> _PROBLEM STATEMENT_
Please restate the data that follows, leaving every word in place.
━━━━━ TASK INPUTS ━━━━━
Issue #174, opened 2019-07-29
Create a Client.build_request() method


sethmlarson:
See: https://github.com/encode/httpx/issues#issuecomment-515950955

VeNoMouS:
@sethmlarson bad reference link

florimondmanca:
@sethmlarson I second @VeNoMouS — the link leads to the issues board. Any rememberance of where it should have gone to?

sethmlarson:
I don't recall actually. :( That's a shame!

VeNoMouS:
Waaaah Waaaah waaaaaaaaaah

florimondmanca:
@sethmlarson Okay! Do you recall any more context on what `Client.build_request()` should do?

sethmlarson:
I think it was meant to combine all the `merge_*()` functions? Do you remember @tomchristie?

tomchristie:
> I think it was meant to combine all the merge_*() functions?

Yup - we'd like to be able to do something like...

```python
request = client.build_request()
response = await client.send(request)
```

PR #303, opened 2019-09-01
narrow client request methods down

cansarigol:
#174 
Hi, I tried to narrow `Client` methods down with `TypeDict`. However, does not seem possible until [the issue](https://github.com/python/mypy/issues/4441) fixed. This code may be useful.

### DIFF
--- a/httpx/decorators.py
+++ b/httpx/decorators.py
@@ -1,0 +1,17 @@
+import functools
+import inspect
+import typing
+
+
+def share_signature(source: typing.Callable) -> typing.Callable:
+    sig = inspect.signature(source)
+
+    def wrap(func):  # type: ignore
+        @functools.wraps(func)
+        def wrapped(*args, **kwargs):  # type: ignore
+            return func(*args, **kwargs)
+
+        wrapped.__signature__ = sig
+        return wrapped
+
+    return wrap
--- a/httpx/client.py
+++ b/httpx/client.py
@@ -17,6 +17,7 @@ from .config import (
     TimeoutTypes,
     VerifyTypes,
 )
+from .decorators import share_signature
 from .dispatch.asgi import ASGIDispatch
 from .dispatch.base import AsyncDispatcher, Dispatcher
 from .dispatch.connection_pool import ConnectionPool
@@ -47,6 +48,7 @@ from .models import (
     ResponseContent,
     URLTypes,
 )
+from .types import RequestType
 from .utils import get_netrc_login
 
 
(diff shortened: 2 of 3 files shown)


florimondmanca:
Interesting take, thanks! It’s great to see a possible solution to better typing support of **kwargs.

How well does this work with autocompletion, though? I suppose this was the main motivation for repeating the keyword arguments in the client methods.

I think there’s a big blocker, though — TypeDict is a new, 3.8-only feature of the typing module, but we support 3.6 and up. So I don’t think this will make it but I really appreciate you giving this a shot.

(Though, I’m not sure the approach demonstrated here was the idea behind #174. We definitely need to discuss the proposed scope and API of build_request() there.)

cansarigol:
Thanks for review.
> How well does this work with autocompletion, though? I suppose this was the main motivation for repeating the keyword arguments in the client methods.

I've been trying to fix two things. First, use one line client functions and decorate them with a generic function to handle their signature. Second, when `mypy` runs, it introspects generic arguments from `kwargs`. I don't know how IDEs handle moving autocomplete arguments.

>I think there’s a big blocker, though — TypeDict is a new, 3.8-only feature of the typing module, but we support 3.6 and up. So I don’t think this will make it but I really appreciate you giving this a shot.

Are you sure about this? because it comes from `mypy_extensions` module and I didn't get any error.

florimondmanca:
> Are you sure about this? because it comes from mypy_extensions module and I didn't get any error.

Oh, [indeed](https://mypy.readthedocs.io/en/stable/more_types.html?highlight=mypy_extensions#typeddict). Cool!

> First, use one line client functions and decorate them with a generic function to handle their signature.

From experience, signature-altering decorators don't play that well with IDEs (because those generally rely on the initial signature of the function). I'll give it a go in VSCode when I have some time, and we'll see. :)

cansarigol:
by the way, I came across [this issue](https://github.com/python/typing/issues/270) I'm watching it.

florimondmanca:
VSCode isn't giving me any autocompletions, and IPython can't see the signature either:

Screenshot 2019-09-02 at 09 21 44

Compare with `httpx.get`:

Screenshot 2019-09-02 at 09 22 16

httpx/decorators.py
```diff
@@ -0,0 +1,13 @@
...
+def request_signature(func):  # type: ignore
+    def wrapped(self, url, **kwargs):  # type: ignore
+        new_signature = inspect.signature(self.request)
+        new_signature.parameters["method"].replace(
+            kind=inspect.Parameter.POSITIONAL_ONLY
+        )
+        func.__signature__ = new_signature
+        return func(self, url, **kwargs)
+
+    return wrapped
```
━━━━━
> _EXPECTED ANSWER_
Issue #174, opened 2019-07-29
Create a Client.build_request() method


sethmlarson:
See: https://github.com/encode/httpx/issues#issuecomment-515950955

VeNoMouS:
@sethmlarson bad reference link

florimondmanca:
@sethmlarson I second @VeNoMouS — the link leads to the issues board. Any rememberance of where it should have gone to?

sethmlarson:
I don't recall actually. :( That's a shame!

VeNoMouS:
Waaaah Waaaah waaaaaaaaaah

florimondmanca:
@sethmlarson Okay! Do you recall any more context on what `Client.build_request()` should do?

sethmlarson:
I think it was meant to combine all the `merge_*()` functions? Do you remember @tomchristie?

tomchristie:
> I think it was meant to combine all the merge_*() functions?

Yup - we'd like to be able to do something like...

```python
request = client.build_request()
response = await client.send(request)
```

PR #303, opened 2019-09-01
narrow client request methods down

cansarigol:
#174 
Hi, I tried to narrow `Client` methods down with `TypeDict`. However, does not seem possible until [the issue](https://github.com/python/mypy/issues/4441) fixed. This code may be useful.

### DIFF
--- a/httpx/decorators.py
+++ b/httpx/decorators.py
@@ -1,0 +1,17 @@
+import functools
+import inspect
+import typing
+
+
+def share_signature(source: typing.Callable) -> typing.Callable:
+    sig = inspect.signature(source)
+
+    def wrap(func):  # type: ignore
+        @functools.wraps(func)
+        def wrapped(*args, **kwargs):  # type: ignore
+            return func(*args, **kwargs)
+
+        wrapped.__signature__ = sig
+        return wrapped
+
+    return wrap
--- a/httpx/client.py
+++ b/httpx/client.py
@@ -17,6 +17,7 @@ from .config import (
     TimeoutTypes,
     VerifyTypes,
 )
+from .decorators import share_signature
 from .dispatch.asgi import ASGIDispatch
 from .dispatch.base import AsyncDispatcher, Dispatcher
 from .dispatch.connection_pool import ConnectionPool
@@ -47,6 +48,7 @@ from .models import (
     ResponseContent,
     URLTypes,
 )
+from .types import RequestType
 from .utils import get_netrc_login
 
 
(diff shortened: 2 of 3 files shown)


florimondmanca:
Interesting take, thanks! It’s great to see a possible solution to better typing support of **kwargs.

How well does this work with autocompletion, though? I suppose this was the main motivation for repeating the keyword arguments in the client methods.

I think there’s a big blocker, though — TypeDict is a new, 3.8-only feature of the typing module, but we support 3.6 and up. So I don’t think this will make it but I really appreciate you giving this a shot.

(Though, I’m not sure the approach demonstrated here was the idea behind #174. We definitely need to discuss the proposed scope and API of build_request() there.)

cansarigol:
Thanks for review.
> How well does this work with autocompletion, though? I suppose this was the main motivation for repeating the keyword arguments in the client methods.

I've been trying to fix two things. First, use one line client functions and decorate them with a generic function to handle their signature. Second, when `mypy` runs, it introspects generic arguments from `kwargs`. I don't know how IDEs handle moving autocomplete arguments.

>I think there’s a big blocker, though — TypeDict is a new, 3.8-only feature of the typing module, but we support 3.6 and up. So I don’t think this will make it but I really appreciate you giving this a shot.

Are you sure about this? because it comes from `mypy_extensions` module and I didn't get any error.

florimondmanca:
> Are you sure about this? because it comes from mypy_extensions module and I didn't get any error.

Oh, [indeed](https://mypy.readthedocs.io/en/stable/more_types.html?highlight=mypy_extensions#typeddict). Cool!

> First, use one line client functions and decorate them with a generic function to handle their signature.

From experience, signature-altering decorators don't play that well with IDEs (because those generally rely on the initial signature of the function). I'll give it a go in VSCode when I have some time, and we'll see. :)

cansarigol:
by the way, I came across [this issue](https://github.com/python/typing/issues/270) I'm watching it.

florimondmanca:
VSCode isn't giving me any autocompletions, and IPython can't see the signature either:

Screenshot 2019-09-02 at 09 21 44

Compare with `httpx.get`:

Screenshot 2019-09-02 at 09 22 16

httpx/decorators.py
```diff
@@ -0,0 +1,13 @@
...
+def request_signature(func):  # type: ignore
+    def wrapped(self, url, **kwargs):  # type: ignore
+        new_signature = inspect.signature(self.request)
+        new_signature.parameters["method"].replace(
+            kind=inspect.Parameter.POSITIONAL_ONLY
+        )
+        func.__signature__ = new_signature
+        return func(self, url, **kwargs)
+
+    return wrapped
```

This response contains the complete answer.